In this case, the respondent’s deponents acknowledge that, in accepting the cheque, the applicant made it clear that he did not have authority to compromise and that the matter would have to be referred to the District Manager. It was referred to the District Manager. Two days after the cheque was accepted the applicant told Mr. C that the District Manager would not consider the offer without a detailed submission from the tax agent. It is implicit in the respondent’s response to this application that that meant that, once Mr. C furnished the documentation on the basis of which he calculated the respondent’s total liability at €400,000, the compromise of the respondent’s tax liability would automatically become effective and the Revenue Commissioners’ review of the respondent’s compliance with the bogus non-resident accounts disclosure scheme and the 1993 amnesty would automatically cease.
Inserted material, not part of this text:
Issue #52210, opened 2023-10-20
Help Wanted: fix failure on WebProfilerBundle 5.4 loaded with higest deps


nicolas-grekas:
On 5.4, we have a failure to fix:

That does not stand up to objective scrutiny. No reasonable accountant would have interpreted the message the applicant conveyed to Mr. C on 10th September, 2004 in that way. On an objective appraisal, the message could only have meant that the District Manager wanted to assess the appropriateness of settling on the basis of the amount tendered by reference to Mr. C’s computations.
It was submitted on behalf of the respondent that if the Revenue Commissioners intended to accept the cheque in part satisfaction, one of the following courses should have been adopted:
(a) it should have been made clear to the respondent that that was the intention, or
(b) the cheque should not have been presented for payment; or
(c) before it was presented for payment the respondent should have been told that it was being accepted on account of his liability and that, if that was not acceptable to him, he could withdraw it.
It is not clear on the evidence when the respondent’s cheque was cleared or when the respondent became aware that it had been cleared. Whenever that happened, in view of the agreed position as to what had transpired at the meeting of 8th September, 2004 and the conversation between the applicant and the respondent’s agent, Mr. C, on 10th September, 2004, looking at the matter objectively the respondent and his advisers could not have concluded that the Revenue Commissioners were accepting the cheque in full and final settlement of the respondent’s liability.
On the basis of the undisputed primary facts, in my view, the only inference which can be drawn is that there was no meeting of minds that acceptance of the cheque and receiving value for it by the Revenue Commissioners was in full and final settlement of the respondent’s liabilities arising from the BNR 1 disclosure and the 1993 amnesty so as to terminate the revenue review.
The power conferred on the court by s. 908 is a discretionary power. Therefore, the question of prejudice has to be considered. It was suggested, not too forcibly it has to be acknowledged, that the respondent was prejudiced by not having been given the opportunity to withdraw the cheque. It is hard to see how there is any substance in this argument given that the respondent’s own evidence is that the cheque tendered represented the balance due by him to the Revenue Commissioners “more or less” and that there was not much in the difference. If the Revenue had not got value for the cheque, interest would have continued to run on the totality of the respondent’s liability which, on the respondent’s own case, is in the region of €278,000.
There will be an order in the terms sought by the applicant.